Problem details
Of the lines in the data below, write out exactly those from the one holding "PR #20, opened 2016-07-16" through the one holding "This should live", both included.

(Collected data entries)

=== Section Start ===

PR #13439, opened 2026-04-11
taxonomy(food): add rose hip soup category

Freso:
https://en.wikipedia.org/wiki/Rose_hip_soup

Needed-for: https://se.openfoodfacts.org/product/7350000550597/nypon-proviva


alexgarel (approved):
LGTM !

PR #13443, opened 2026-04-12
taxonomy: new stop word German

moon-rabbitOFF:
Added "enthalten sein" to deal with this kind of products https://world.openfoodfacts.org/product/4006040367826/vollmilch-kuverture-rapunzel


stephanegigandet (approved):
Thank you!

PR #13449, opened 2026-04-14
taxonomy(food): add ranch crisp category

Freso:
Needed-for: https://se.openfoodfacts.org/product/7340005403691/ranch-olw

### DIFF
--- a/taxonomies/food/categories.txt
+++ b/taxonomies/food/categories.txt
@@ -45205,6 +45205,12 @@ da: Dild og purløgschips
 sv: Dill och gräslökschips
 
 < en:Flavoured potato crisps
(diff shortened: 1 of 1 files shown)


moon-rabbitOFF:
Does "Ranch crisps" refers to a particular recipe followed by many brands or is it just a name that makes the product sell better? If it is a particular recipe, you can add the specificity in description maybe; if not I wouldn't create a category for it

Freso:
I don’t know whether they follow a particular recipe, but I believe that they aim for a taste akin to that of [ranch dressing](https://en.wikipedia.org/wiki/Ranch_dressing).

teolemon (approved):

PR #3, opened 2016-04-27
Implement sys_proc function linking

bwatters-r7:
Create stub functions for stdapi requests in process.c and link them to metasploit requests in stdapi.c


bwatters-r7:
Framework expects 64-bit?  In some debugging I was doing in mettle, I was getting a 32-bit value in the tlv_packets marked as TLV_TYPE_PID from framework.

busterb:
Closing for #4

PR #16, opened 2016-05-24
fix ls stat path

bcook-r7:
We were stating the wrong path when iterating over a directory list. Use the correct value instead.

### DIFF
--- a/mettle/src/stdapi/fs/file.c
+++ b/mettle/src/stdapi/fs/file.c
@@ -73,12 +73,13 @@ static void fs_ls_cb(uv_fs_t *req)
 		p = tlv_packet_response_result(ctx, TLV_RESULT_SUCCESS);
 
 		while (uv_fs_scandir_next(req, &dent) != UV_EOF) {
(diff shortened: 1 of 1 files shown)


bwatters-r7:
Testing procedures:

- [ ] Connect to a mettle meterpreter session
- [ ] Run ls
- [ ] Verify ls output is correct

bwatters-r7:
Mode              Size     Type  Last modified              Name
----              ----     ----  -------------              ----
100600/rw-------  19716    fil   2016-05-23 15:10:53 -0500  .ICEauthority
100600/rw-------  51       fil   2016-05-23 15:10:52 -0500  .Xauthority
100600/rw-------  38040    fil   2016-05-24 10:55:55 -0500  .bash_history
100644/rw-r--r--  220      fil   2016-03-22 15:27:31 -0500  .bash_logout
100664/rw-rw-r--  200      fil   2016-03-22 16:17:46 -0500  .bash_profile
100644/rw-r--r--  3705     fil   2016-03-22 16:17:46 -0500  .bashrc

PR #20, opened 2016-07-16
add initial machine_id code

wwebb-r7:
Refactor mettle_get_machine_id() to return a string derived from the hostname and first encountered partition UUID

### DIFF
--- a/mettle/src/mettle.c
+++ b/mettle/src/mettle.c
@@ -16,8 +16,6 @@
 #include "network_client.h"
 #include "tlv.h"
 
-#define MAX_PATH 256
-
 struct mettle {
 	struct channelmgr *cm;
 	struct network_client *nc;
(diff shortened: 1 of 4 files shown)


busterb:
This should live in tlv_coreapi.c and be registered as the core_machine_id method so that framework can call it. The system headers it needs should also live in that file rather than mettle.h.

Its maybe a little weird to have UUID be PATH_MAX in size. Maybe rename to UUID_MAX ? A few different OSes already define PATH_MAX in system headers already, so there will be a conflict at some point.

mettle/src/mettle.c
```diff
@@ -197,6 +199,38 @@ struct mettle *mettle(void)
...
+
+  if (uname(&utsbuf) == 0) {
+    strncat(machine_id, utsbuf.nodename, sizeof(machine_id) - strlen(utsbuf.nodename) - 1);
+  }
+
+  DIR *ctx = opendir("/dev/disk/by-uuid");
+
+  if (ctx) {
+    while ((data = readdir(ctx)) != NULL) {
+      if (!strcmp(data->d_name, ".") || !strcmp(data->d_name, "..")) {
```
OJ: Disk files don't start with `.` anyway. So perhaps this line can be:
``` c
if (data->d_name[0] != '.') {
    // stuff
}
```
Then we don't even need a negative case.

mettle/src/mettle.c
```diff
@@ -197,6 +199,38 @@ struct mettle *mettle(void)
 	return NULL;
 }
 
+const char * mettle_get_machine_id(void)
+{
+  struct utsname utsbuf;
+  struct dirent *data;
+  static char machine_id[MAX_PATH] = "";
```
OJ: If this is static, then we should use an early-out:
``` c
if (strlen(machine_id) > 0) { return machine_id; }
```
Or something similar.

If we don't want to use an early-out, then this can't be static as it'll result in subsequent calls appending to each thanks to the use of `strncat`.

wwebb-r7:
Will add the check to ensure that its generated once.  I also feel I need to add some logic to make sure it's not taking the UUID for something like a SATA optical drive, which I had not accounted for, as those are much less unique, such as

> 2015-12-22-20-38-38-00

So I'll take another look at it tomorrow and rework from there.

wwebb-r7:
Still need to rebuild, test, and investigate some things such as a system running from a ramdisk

=== Section End ===

Output of the task
PR #20, opened 2016-07-16
add initial machine_id code

wwebb-r7:
Refactor mettle_get_machine_id() to return a string derived from the hostname and first encountered partition UUID

### DIFF
--- a/mettle/src/mettle.c
+++ b/mettle/src/mettle.c
@@ -16,8 +16,6 @@
 #include "network_client.h"
 #include "tlv.h"
 
-#define MAX_PATH 256
-
 struct mettle {
 	struct channelmgr *cm;
 	struct network_client *nc;
(diff shortened: 1 of 4 files shown)


busterb:
This should live in tlv_coreapi.c and be registered as the core_machine_id method so that framework can call it. The system headers it needs should also live in that file rather than mettle.h.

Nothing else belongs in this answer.